══ STORED DATA

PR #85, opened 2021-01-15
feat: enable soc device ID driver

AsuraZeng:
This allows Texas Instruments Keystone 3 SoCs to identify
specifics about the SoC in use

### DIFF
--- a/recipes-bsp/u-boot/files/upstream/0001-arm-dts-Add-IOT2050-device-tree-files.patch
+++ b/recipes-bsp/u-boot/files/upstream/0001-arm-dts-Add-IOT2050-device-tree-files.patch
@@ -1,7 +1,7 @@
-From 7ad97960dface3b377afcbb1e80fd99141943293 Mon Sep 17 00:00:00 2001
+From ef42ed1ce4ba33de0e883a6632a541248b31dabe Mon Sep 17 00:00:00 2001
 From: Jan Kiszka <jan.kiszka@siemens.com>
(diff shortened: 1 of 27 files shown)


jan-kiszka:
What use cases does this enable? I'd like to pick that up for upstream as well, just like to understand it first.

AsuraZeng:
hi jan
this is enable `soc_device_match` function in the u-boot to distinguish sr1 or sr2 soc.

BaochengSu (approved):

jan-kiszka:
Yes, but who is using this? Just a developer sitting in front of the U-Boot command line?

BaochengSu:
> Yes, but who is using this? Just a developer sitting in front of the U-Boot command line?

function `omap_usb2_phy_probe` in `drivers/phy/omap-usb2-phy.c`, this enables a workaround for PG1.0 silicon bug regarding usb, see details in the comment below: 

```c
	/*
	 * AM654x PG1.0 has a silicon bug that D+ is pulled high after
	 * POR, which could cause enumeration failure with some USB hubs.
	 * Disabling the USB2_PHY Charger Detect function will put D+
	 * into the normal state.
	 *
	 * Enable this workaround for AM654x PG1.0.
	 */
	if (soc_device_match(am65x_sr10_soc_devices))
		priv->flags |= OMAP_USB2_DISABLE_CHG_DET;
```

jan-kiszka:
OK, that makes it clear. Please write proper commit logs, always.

════
══ STORED DATA

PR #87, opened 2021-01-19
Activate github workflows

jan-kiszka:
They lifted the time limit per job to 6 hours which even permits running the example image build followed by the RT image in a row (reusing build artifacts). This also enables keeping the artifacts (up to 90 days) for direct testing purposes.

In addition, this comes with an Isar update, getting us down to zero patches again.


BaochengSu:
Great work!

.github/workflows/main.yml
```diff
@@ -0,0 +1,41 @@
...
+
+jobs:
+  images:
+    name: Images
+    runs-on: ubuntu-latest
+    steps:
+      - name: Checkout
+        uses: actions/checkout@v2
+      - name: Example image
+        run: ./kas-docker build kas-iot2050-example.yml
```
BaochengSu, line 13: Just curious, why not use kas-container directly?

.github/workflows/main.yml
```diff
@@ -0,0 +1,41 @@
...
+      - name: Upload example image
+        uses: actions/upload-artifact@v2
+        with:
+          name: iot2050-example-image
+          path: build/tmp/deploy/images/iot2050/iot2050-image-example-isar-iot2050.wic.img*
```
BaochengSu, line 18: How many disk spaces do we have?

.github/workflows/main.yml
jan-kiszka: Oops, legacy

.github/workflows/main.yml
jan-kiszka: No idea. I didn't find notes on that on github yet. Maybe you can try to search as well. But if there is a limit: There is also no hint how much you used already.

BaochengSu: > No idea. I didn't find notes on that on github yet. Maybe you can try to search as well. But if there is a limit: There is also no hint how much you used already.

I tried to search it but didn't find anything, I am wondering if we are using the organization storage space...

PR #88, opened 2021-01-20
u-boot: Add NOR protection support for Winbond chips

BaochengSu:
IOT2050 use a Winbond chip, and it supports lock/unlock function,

════

WHAT THIS TASK INVOLVES:
"front" is the string to look for; please copy every line of the records above where it appears.

TASK SOLUTION:
Yes, but who is using this? Just a developer sitting in front of the U-Boot command line?
> Yes, but who is using this? Just a developer sitting in front of the U-Boot command line?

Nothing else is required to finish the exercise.